**Task item**
Copy out only the span from the line with "--- a/app/models/sale.rb" to the end of the data, both ends kept, word for word.

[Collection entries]
PR #2045, opened 2017-07-25
Handle if record not found during sale credit creation

### LINKED ISSUE #1891: sale_credits#create (NoMethodError) "undefined method `invoice?' for nil:NilClass"
## Error
A NoMethodError occurred in sale_credits#create:

  undefined method `invoice?' for nil:NilClass
  app/models/sale.rb:200:in `block in <class:Sale>'

---
## Environment
- **Version :** 2.43.2
- **Server :** production
- **Date :** 11/05/2017

pratap477:
Fixes #1891.

### DIFF
--- a/app/models/sale.rb
+++ b/app/models/sale.rb
@@ -197,7 +197,7 @@ class Sale < Ekylibre::Record::Base
   end
 
   before_update do
-    if old_record.invoice?
+    if !old_record.nil? && old_record.invoice?
       self.class.columns_definition.keys.each do |attr|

**Exercise output**
--- a/app/models/sale.rb
+++ b/app/models/sale.rb
@@ -197,7 +197,7 @@ class Sale < Ekylibre::Record::Base
   end
 
   before_update do
-    if old_record.invoice?
+    if !old_record.nil? && old_record.invoice?
       self.class.columns_definition.keys.each do |attr|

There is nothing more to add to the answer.